→ Exercise: Transcribe the records below. Leave nothing out and change nothing.

→ Given entries:
PR #373, opened 2025-09-17
ENH: adds new collation actions for GenomeData[Genes] and GenomeData[Proteins]

### LINKED ISSUE #372: ENH: add collation functions for GenomeData[Genes] and GenomeData[Proteins]
Collation functions for GenomeData[Genes] and GenomeData[Proteins] should be added.
I'm gonna do this.

VinzentRisch:
closes #372 

- adds new collation actions for GenomeData[Genes] and GenomeData[Proteins]
- refactors code for collation actions for loci and ortholog annotations with one helper function


VinzentRisch:
Hey @misialq 
Do you agree with these changes? I created a helper function that handles all collations of loci, proteins, genes and ortholog annotations.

→ Response to this task:
PR #373, opened 2025-09-17
ENH: adds new collation actions for GenomeData[Genes] and GenomeData[Proteins]

### LINKED ISSUE #372: ENH: add collation functions for GenomeData[Genes] and GenomeData[Proteins]
Collation functions for GenomeData[Genes] and GenomeData[Proteins] should be added.
I'm gonna do this.

VinzentRisch:
closes #372 

- adds new collation actions for GenomeData[Genes] and GenomeData[Proteins]
- refactors code for collation actions for loci and ortholog annotations with one helper function


VinzentRisch:
Hey @misialq 
Do you agree with these changes? I created a helper function that handles all collations of loci, proteins, genes and ortholog annotations.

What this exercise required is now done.